老六瞅准机会,提着空水桶凑过去:“掌柜的,借口水喝?”老头抬眼打量他,浑浊的眼珠在他磨破的鞋帮上停了停,指了指门后水缸。老六舀水时故意泼了些在地上,借着擦鞋的功夫又问:“听说这街上有位能辨笔迹的高人?我家少爷得了幅古画,想请人掌掌眼。”
老头擦笔的手猛地一顿,飞快朝街对面瞥了眼——茶棚下两个穿短打的汉子正盯着这儿,腰里鼓鼓囊囊的,裤脚还沾着侯府马厩特有的草料渣。他不动声色地用布巾擦着笔杆:“西巷的刘三或许能行,只是那人古怪,见客得带三样礼——陈年松烟墨、新研朱砂、还有壶烧刀子。”

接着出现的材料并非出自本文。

Issue #136, opened 2023-04-19
Messages during handshake


kixelated:
It's unclear what messages are allowed to be sent or received during the SETUP handshake. Here's my intuition:

Until receiving the SETUP, the **client**:
1. MUST NOT send messages
2. MUST buffer any received messages.

Until receiving the SETUP, the **server**:
1. MUST NOT send messages.
2. MUST NOT receive messages.

The client needs to buffer messages because the server is unaware of when the client receives the SETUP. There's no equivalent to HANDSHAKE_DONE, and adding something like that would add an RTT anyway.

kixelated:
A potential optimization exists if the message encoding if the same for all supported versions (invariants). For example, if the client only advertises support for versions 1,2,3 and those versions share the same SUBSCRIBE encoding and meaning. This seems unlikely, given a separate version was created in the first place, and seems very brittle.

If this was the case, then the client could process any invariant messages immediately and buffer the others. However, the client still couldn't send messages unless the server buffered any received messages.

vasilvv:
The most flexible optimization would be the one where you could encode the SUBSCRIBE_REQUEST for every version you offer as a field in SETUP parameters.  TLS does not do exactly that, but there are some things in ClinetHello that are only applicable for certain versions.

PR #324, opened 2023-11-03
Clarify allowed messages during SETUP

afrind:
I think the intent of the draft was clear but this makes it explicit not to open a uni stream before setup exchange is done.

Fixes: #136

### DIFF
--- a/draft-ietf-moq-transport.md
+++ b/draft-ietf-moq-transport.md
@@ -390,8 +390,6 @@ This draft only specifies a single use of bidirectional streams. Objects are
 sent on unidirectional streams.  Because there are no other uses of
 bidirectional streams, a peer MAY currently close the session as a
 'Protocol Violation' if it receives a second bidirectional stream.
-An endpoint MUST NOT open a unidirectional stream until after it has completed
-the exchange of SETUP messages is complete.
 
 The control stream MUST NOT be abruptly closed at the underlying transport
 layer.  Doing so results in the session being closed as a 'Protocol Violation'.
--- a/draft-ietf-moq-transport.md
+++ b/draft-ietf-moq-transport.md
@@ -377,19 +377,21 @@ separate SETUP parameters for that information in each version.
 
 ## Session initialization {#session-init}
 
-The first stream opened is a client-initiated bidirectional control stream
-where the peers exchange SETUP messages ({{message-setup}}).  All messages
-defined in this draft are sent on the control stream after the SETUP message.
-Control messages MUST NOT be sent on any other stream, and a peer receiving
-a control message on a different stream closes the session as a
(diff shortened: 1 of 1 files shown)


draft-ietf-moq-transport.md
```diff
@@ -377,19 +377,21 @@ separate SETUP parameters for that information in each version.
...
+and a peer receiving a control message on a different stream closes the session
+as a 'Protocol Violation'. Objects MUST NOT be sent on the control stream, and a
+peer receiving an Object on the control stream closes the session as a 'Protocol
+Violation'.
 
 This draft only specifies a single use of bidirectional streams. Objects are
 sent on unidirectional streams.  Because there are no other uses of
 bidirectional streams, a peer MAY currently close the session as a
 'Protocol Violation' if it receives a second bidirectional stream.
+An endpoint MUST NOT open a unidirectional stream until after it has completed
```
kixelated, line 393: I think this implies that the server has to wait until SERVER SETUP is acknowledged? It can really only know that when it receives the first non-setup control message.

Really the text should say "until after the receipt of a SUBSCRIBE message". It's used as both an acknowledgement of the SETUP handshake being completed and It's just a protocol violation to send OBJECTs without a SUBSCRIBE anyway. But I'm also fine with "until the receipt of the first non-SETUP message" just to keep things generic for the future.

fluffy (approved):

draft-ietf-moq-transport.md
afrind: Never trust transport acks at the app layer!  Definitely don't want to imply that.  I can update it to:

`An endpoint MUST not open a unidirectional stream or send an OBJECT* message until after receiving a SUBSCRIBE and sending a SUBSCRIBE OK. `

That transitively means you can't do it during setup, since you can't send or receive a subscrbie* until after setup is complete.  Would that work?

kixelated: > That transitively means you can't do it during setup, since you can't send or receive a subscrbie* until after setup is complete.

Mostly true. Now that control messages are sent on the same stream as SETUP, you can abuse head-of-line blocking. If client only supports versions/extensions with the same SUBSCRIBE encoding, then the client can send the SUBSCRIBE immediately:

```
--> SETUP (stream 1)
--> SUBSCRIBE (stream 1)
<-- SETUP (stream 1)
<-- SUBSCRIBE_OK (stream 1)
<-- OBJECT (stream 2)
```

Your proposed text now allows this so that's gud. I think it can be simplified even further:

> An endpoint MUST not send an OBJECT before receiving a corresponding SUBSCRIBE message.

This rule out publisher push, independent of the handshake itself.

ianswett (approved):

PR #329, opened 2023-11-07
Specify comparison for Track Name / Namespace

### LINKED ISSUE #284: Are there restrictions on track names and namespaces?
In HTTP, there are a number of restrictions on what characters are allowed in a path, headers, etc.

I don't see any text restricting track names and track namespaces, but the examples are all ASCII, implying the namespace and name are not intended to be completely opaque and are instead intended to be human readable.

There's nothing in the spec that prohibits them being treated as opaque identifiers, but I'm unclear if that's the intent and I think it'd be good to explicitly say what we intend.

fluffy:
Fixes #284

### DIFF
--- a/draft-ietf-moq-transport.md
+++ b/draft-ietf-moq-transport.md
@@ -294,6 +294,14 @@ Full Track Name = security-camera.example.com/camera1/hd-video
 
 ~~~
 
+In this specification, both the Track Namespace and the Track Name are
+not constrained to a specific type of encoding. They carry a range of
+bytes and any comparison between two Track Namespaces/Track Names is
+done simply by exact compare of the bytes. Higher level specifications
+may constrain the information in these fields to UTF-8 or portions of
+particular types or URLs. Any specification that does that needs to
+specify the canonicalization into the bytes in the Track Namespace or
+Track Name such that comparison works correctly.
 
 ### Connection URL
 


draft-ietf-moq-transport.md
```diff
@@ -294,6 +294,14 @@ Full Track Name = security-camera.example.com/camera1/hd-video
 
 ~~~
 
+In this specification, both the Track Namespace and the Track Name are
+not constrained to a specific type of encoding. They carry a range of
+bytes and any comparison between two Track Namespaces/Track Names is
+done simply by exact compare of the bytes. Higher level specifications
+may constrain the information in these fields to UTF-8 or portions of
+particular types or URLs. Any specification that does that needs to
```
ianswett, line 302:
```suggestion
may constrain the information in these fields, for example by restricting
them to UTF-8. Any specification that does that needs to
```

ianswett (commented):
Some small suggestions

suhasHere (approved):
Looks fine to me. Agree with most of the nits suggested by Ian

draft-ietf-moq-transport.md
```diff
@@ -294,6 +294,14 @@ Full Track Name = security-camera.example.com/camera1/hd-video
...
 ~~~
 
+In this specification, both the Track Namespace and the Track Name are
+not constrained to a specific encoding. They carry a sequence of
+bytes and comparison between two Track Namespaces or Track Names is
+done by exact comparison of the bytes. Specifications that use MoQ Transport
+may constrain the information in these fields, for example by restricting
+them to UTF-8. Any specification that does that needs to
+specify the canonicalization into the bytes in the Track Namespace or
+Track Name such that comparison works correctly.
```
ianswett, line 304:
```suggestion
Track Name such that exact comparison works.
```

ianswett (approved):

老六心里咯噔一下,接过水瓢笑道:“谢了您呐!”转身刚拐过街角,就见那两个汉子跟了上来。他暗骂一声,把水桶往墙根一扔,顺着窄巷七拐八绕,专挑没铺石板的泥路跑,身后的脚步声追了半条街,终于在一处堆满烂菜叶的死胡同里甩掉了。
西巷尾的刘宅早空了。推开吱呀作响的木门,院里的野蒿长到半人高,石桌上的砚台裂了道缝,里面的墨汁干成了块,用指甲抠都抠不动。老六在窗台上摸到块松动的砖,里面藏着半张揉皱的纸条,炭笔写的“竹坞陈”三个字被雨水洇得发虚。
“竹坞?”老六眼睛一亮,想起王管事提过,城外十里有片竹海,住着位退下来的笔迹待诏,姓陈。他摸出怀里的碎银子揣进袖袋,撒腿就往城外跑。
日头偏西时,老六终于在竹海深处找到那座茅屋。竹篱笆爬满了牵牛花,一个白头发老头正坐在石凳上削竹管,刀刃划过青竹的“沙沙”声,倒比鸟鸣还清脆。听见脚步声,老头头也不抬:“带烧刀子了?”